Title: | Minimal Multilocus Distance (MMD) for Source Attribution and Loci Selection |
---|---|
Description: | The aim of the package is two-fold: (i) To implement the MMD method for attribution of individuals to sources using the Hamming distance between multilocus genotypes. (ii) To select informative genetic markers based on information theory concepts (entropy, mutual information and redundancy). The package implements the functions introduced by Perez-Reche, F. J., Rotariu, O., Lopes, B. S., Forbes, K. J. and Strachan, N. J. C. Mining whole genome sequence data to efficiently attribute individuals to source populations.

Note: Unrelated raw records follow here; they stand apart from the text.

PR #144, opened 2020-02-26
Add example for fetching mutating datasets

lmartinking:
This is a bit of a hack, but you can fetch mutating datasets by using `mock.ANY` as the hash value.
Combined with daily sub directories, you can fetch data that changes potentially every day.
This PR adds a simple example of this scenario. I have discussed with @leouieda on slack.


doc/usage.rst
```diff
@@ -138,6 +138,37 @@ Alternative hashing algorithms supported by :mod:`hashlib` can be used if necess
     print(pooch.file_hash("data/c137.csv", alg="sha512"))
 
 
+Fetching Mutating Data
```
leouieda:
```suggestion
Bypassing the hash check
```

leouieda:
```suggestion
Bypassing the hash check
```

lmartinking:
Hey @leouieda I've updated the branch based on your feedback. Let me know what you think.

doc/usage.rst
```diff
@@ -138,6 +138,39 @@ Alternative hashing algorithms supported by :mod:`hashlib` can be used if necess
     print(pooch.file_hash("data/c137.csv", alg="sha512"))
 
 
+Bypassing the hash check
+------------------------
+
+Sometimes we might not know the hash of the file or it could change on the server
+periodically. In these cases, we need a way of bypassing the hash check.
+One way of doing that is with Python's ``unittest.mock`` module, and setting the
+hash value to ``ANY`` (a special object which passes all equality tests).
```
leouieda:
```suggestion
Sometimes we might not know the hash of the file or it could change on the server
periodically. In these cases, we need a way of bypassing the hash check.
One way of doing that is with Python's ``unittest.mock`` module. It defines the object
``unittest.mock.ANY`` which passes all equality tests made against it. To bypass the 
check, we can set the hash value to ``unittest.mock.ANY`` when specifying the 
``registry`` argument for :func:`pooch.create`.
```

doc/usage.rst
```diff
@@ -138,6 +138,39 @@ Alternative hashing algorithms supported by :mod:`hashlib` can be used if necess
...
+
+In this example, we are downloading a list of weather stations around Australia:
```
leouieda:
```suggestion
In this example, we want to use Pooch to download a list of weather stations around 
Australia. The file with the stations is in an FTP server and we want to store it locally 
in separate folders for each day that the code is run. The problem is that the 
``stations.zip`` file is updated on the server instead of creating a new one, so the 
hash check would fail. This is how you can solve this problem:

```

doc/usage.rst
```diff
@@ -138,6 +138,39 @@ Alternative hashing algorithms supported by :mod:`hashlib` can be used if necess
...
+
+.. code:: python
+
+    import datetime
+    from unittest import mock
```
leouieda:
```suggestion
    import unittest.mock  
```

doc/usage.rst
```diff
@@ -138,6 +138,39 @@ Alternative hashing algorithms supported by :mod:`hashlib` can be used if necess
...
+    import pooch
+
+    CURRENT_DATE = datetime.datetime.now().date()
+    
+    GOODBOY = pooch.create(
+        path=pooch.os_cache("bom_daily_stations") / CURRENT_DATE,
+        base_url="ftp://ftp.bom.gov.au/anon2/home/ncc/metadata/sitelists/",
+        # Use `mock.ANY` for the hash value if you do not care that it changes
+        registry={
+            "stations.zip": mock.ANY,
```
leouieda:
```suggestion
            "stations.zip": unittest.mock.ANY,
```

doc/usage.rst
```diff
@@ -138,6 +138,39 @@ Alternative hashing algorithms supported by :mod:`hashlib` can be used if necess
...
+    import datetime
+    from unittest import mock  
+    import pooch
+
+    CURRENT_DATE = datetime.datetime.now().date()
+    
+    GOODBOY = pooch.create(
+        path=pooch.os_cache("bom_daily_stations") / CURRENT_DATE,
+        base_url="ftp://ftp.bom.gov.au/anon2/home/ncc/metadata/sitelists/",
+        # Use `mock.ANY` for the hash value if you do not care that it changes
```
leouieda:
```suggestion
        # Use ANY for the hash value to ignore the checks
```

doc/usage.rst
```diff
@@ -138,6 +138,39 @@ Alternative hashing algorithms supported by :mod:`hashlib` can be used if necess
...
+
+In this example, we are downloading a list of weather stations around Australia:
+
+.. code:: python
+
+    import datetime
+    from unittest import mock  
+    import pooch
+
+    CURRENT_DATE = datetime.datetime.now().date()
```
leouieda:
```suggestion
    # Get the current data to store the files in separate folders
    CURRENT_DATE = datetime.datetime.now().date()
```

doc/usage.rst
```diff
@@ -138,6 +138,39 @@ Alternative hashing algorithms supported by :mod:`hashlib` can be used if necess
...
+        path=pooch.os_cache("bom_daily_stations") / CURRENT_DATE,
+        base_url="ftp://ftp.bom.gov.au/anon2/home/ncc/metadata/sitelists/",
+        # Use `mock.ANY` for the hash value if you do not care that it changes
+        registry={
+            "stations.zip": mock.ANY,
+        },
+    )
+
+Pooch will fetch the files **once** per day, even if run multiple times. If you omit ``CURRENT_DATE`` from the path,
+then Pooch will only fetch the files once, unless they are deleted from the cache.
```
leouieda:
```suggestion
Because hash check is always ``True``, Pooch will only download the file once. When running 
again at a different date, the file will be downloaded again because the local cache folder 
changed and the file is no longer present in it. If you omit ``CURRENT_DATE`` from the cache 
path, then Pooch will only fetch the files once, unless they are deleted from the cache.
```

doc/usage.rst
```diff
@@ -138,6 +138,39 @@ Alternative hashing algorithms supported by :mod:`hashlib` can be used if necess
...
+
+**NOTE**: If run over a period of time, your cache directory will increase in size, as the files are stored in daily subdirectories.
```
leouieda:
```suggestion
.. note:: 

    If run over a period of time, your cache directory will increase in size, as the 
    files are stored in daily subdirectories.
```

lmartinking:
Hi @leouieda I have committed all your suggestions and then squashed them together. I think you write very clearly, I'm afraid you have ended up pretty much writing these docs as well!

leouieda:
@lmartinking not at all! This would have never happened if you hadn't started it. I just provided some tweaks to what you already had :slightly_smiling_face: 

Thank you for this contribution! We started a new [authorship policy](AUTHORSHIP.md) recently and would like to acknowledge all contributors by adding them as authors on the Zenodo archives we make for releases. We would be more than happy to include you if you could add yourself to the `AUTHORS.md` file (full name, affiliation, ORCID). You can do that in this PR still. Of course, that is optional and I understand if you'd rather not be included.

Either way, I'm happy with this and can merge as soon as the CI checks are green. :tada:

lmartinking:
@leouieda If I contribute code, then we can think about the authors file. Otherwise, I'm happy as is. Merge if ready! :smile:

leouieda:
Alright, as you wish. Just wanted to point out that we value code and documentation contributions equally (what's the point of undocumented code?). Feel free to open a PR later adding yourself if you change your mind :slightly_smiling_face:

Thank you!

Scientific Reports 10, 12124 (2020) <doi:10.1038/s41598-020-68740-6>. See more details and examples in the README file. |
Authors: | Francisco Perez-Reche [aut, cre] |
Maintainer: | Francisco Perez-Reche <[email protected]> |
License: | GPL-3 |
Version: | 1.0.0 |
Built: | 2025-02-19 04:59:47 UTC |
Source: | https://github.com/cran/MMD |
Attribution of individuals to sources using the MMD method
MMD_attr( datafile, popfile, NL, sourcenames, ToAttribute, SelfA = "no", fSelfA = 0.5, randomSelfA = "yes", quantile = 0.01, optq = "no", pqmin = 0, pqmax = 0.5, np = 20, Nbootstrap = 10000, verbose = FALSE )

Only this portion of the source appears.